All industrial fish production ponds operate with an algae bloom (green water). The first thing to be careful of is low dissolved oxygen at night. That algae respiration which is producing CO2 is also consuming dissolved oxygen. During the day, there is more oxygen produced through photosynthesis than is consumed by respiration so the oxygen will also be very high in mid-afternoon. When the sun goes down and photosynthesis stops, the respiration continues and dissolved oxygen will begin to fall . The lowest oxygen concentration will be found about dawn.
You need to be especially vigilant when the weather changes and you get heavy cloud cover after a period of bright sun. Under these conditions, algae respiration continues as normal but photosynthesis is reduced so the dissolved oxygen at dawn will be lower than usual. On occasion, the algae bloom will ''crash'' and disappear almost overnight. This is when you have to really be on your toes. The decaying algae will use even more oxygen and most of the nitrogen which was ''stored'' in the algae cells will be released back into the water as ammonia.
If you have aeration to counteract the oxygen depletion at night, then you do not normally have to worry about algae - unless its an ornamental pond where you want to see the fish. Despite the dogma you hear on koi boards, the pH swing does no harm in production ponds.
Despite the pH swing and oxygen swing, algae can add a certain amount of stability to the pond with respect to ammonia and other nitrogenous waste. The algae will respond to an increase in nitrogen by becoming denser. When nitrogen is used up, algae concentrations will slowly decline.

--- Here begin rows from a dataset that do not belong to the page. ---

PR #1657, opened 2024-12-13
Disable test_TabTraversalOutOfBrowser for IE

fedejeanne:
In `class Test_org_eclipse_swt_browser_Browser`.


fedejeanne:
FTR the functionality in IE is not broken, just the text.

I opened the Welcome page with IE (`-Dorg.eclipse.swt.browser.DefaultType=ie`) and was able to navigate between elements using `Tab` / `Shift` + `Tab`

navigate_tab_key_ie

The only safe way to control algae is by exchanging water - and this does not work very well. If you quit feeding long enough, you can starve the algae, but you starve the fish and sacrifice growth.
Algae (green water) is the base of a food chain which is producing free food and providing magical sources of nutrition for the fish. When production is the primary goal, you try to promote a healthy level of green water - not eliminate it.
All of the above applies to suspended single cell algae which comprise green water. However, filamentous algae (string algae, hair algae, macrophytes, whatever you want to call it) behaves in much the same way. One difference is that you cannot flush filamentous algae out of the pond with water exchange, but you can remove it manually. Filamentous algae is not as good at promoting that natural food chain, but koi will directly eat many types of filamentous algae.
Always remember, what goes into the pond must eventually come back out of the pond.